**Stored data entries:**

+++

PR #4742, opened 2020-08-31
Minikube cluster detection followup

gsquared94:
Fixes for comments on https://github.com/GoogleContainerTools/skaffold/pull/4701 after it got merged


pkg/skaffold/cluster/minikube.go
```diff
@@ -162,21 +130,28 @@ func matchServerURLFor(kubeContext string, serverURL *url.URL) (bool, error) {
 		return false, fmt.Errorf("failed to unmarshal data: %w", err)
 	}
 
+	vmTypeDrivers := map[string]bool{
```
briandealwis, line 133: This needs a comment.  I wonder if it's better to invert this condition to identify non-VM drivers?

pkg/skaffold/cluster/minikube.go
```diff
@@ -162,21 +130,28 @@ func matchServerURLFor(kubeContext string, serverURL *url.URL) (bool, error) {
...
-		if v.Config.Name != kubeContext {
-			continue
+		for _, n := range v.Config.Nodes {
+			if err == nil && serverURL.Host == fmt.Sprintf("%s:%d", n.IP, n.Port) {
+				return true, nil
+			}
 		}
 
-		if v.Config.Driver != HyperKit && v.Config.Driver != VirtualBox {
+		if !vmTypeDrivers[v.Config.Driver] && v.Config.Name == kubeContext {
```
briandealwis, line 150: I have to say that I'm not a fan of embedding rather esoteric knowledge of minikube VM drivers here.  On my personal machine, for example, I use the VMware driver and I *think* this case applies there too.

gsquared94: I've removed all this now

pkg/skaffold/cluster/minikube.go
gsquared94: Removed this too.

pkg/skaffold/cluster/minikube.go
```diff
@@ -162,18 +129,15 @@ func matchServerURLFor(kubeContext string, serverURL *url.URL) (bool, error) {
...
-			return true, nil
-		}
+	for _, v := range data.Valid {
 		for _, n := range v.Config.Nodes {
-			if serverURL.Host == fmt.Sprintf("%s:%d", n.IP, n.Port) {
+			if err == nil && serverURL.Host == fmt.Sprintf("%s:%d", n.IP, n.Port) {
+				// TODO: Revisit once https://github.com/kubernetes/minikube/issues/6642 is fixed
 				return true, nil
 			}
 		}
```
briandealwis, line 143: I think we still want the profileId == kubeContext heuristic:
```golang
 		if v.Config.Name != kubeContext {
 		 		logrus.Infof("Found minikube profile with same name as %q", kubeContext)
 		 		return true, nil
 		}
```

briandealwis, line 143: Nit below: it would be better to rename the `data` struct to `profileList`.

gsquared94: but by your own example: having GKE, kind and minikube clusters all called test, this heuristic would fail. Even though there's a workaround for that, it could break folks on release and as such doesn't seem that backwards compatible. Maybe it'd be better if minikube fixed https://github.com/kubernetes/minikube/issues/6642 so we wouldn't have to go around guessing.

gsquared94: done

Issue #4813, opened 2020-09-22
Update Quickstart with option to use Cloud Shell


briandealwis:
#4780 was opened as the user attempted to follow our Quickstart using Cloud Shell, which already has Skaffold, Minikube, and Kubectl installed.  The user installed Skaffold, Minikube, and Kubectl manually following the instructions, but something didn't quite work.

We should:
  1. Call out that some environments have these utilities pre-instaled
  2. Use Cloud Shell's [Open in Cloud Shell](https://cloud.google.com/shell/docs/open-in-cloud-shell) functionality to further simplify the quickstart by pre-populating the workspace.

PR #4830, opened 2020-09-28
Add Cloud Shell for simpler Quickstart

briandealwis:
Fixes: #4813 

**Description**

Adds an <kbd>Open in Cloud Shell</kbd> option to the Skaffold Quickstart.  Required a minor reorganization to the page to flow better (IMHO).


briandealwis:
I want to see if there's some better language for non-GCP customers to tell them how to create an account to use the Cloud Shell option.

MarlonGamez:
> I want to see if there's some better language for non-GCP customers to tell them how to create an account to use the Cloud Shell option.

What kind of information do you think we should give to the user about this? Does the user have to do any setup on their account besides creating a google account?

briandealwis:
PTAL @MarlonGamez — added a note that it requires a Google Account and links to the signup page.

MarlonGamez (approved):
Looks good!

Issue #4848, opened 2020-10-02
Skaffold will always return error adding artifacts to cache when builds are not local


ricardo-larosa:
### Expected behavior
Cache is populated with built artifacts avoiding rebuilding images every time
Related to https://github.com/GoogleContainerTools/skaffold/issues/4842 and https://github.com/GoogleContainerTools/skaffold/issues/4753

### Actual behavior
```
WARN[0087] error adding artifacts to cache; caching may not work as expected: Cannot connect to the Docker daemon at unix:///var/run/docker.sock. Is the docker daemon running? 
```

+++

**YOUR ASSIGNMENT:** Tell how many lines in the records above contain "MarlonGamez", giving the number and no other words.

**WRITTEN RESPONSE:** 3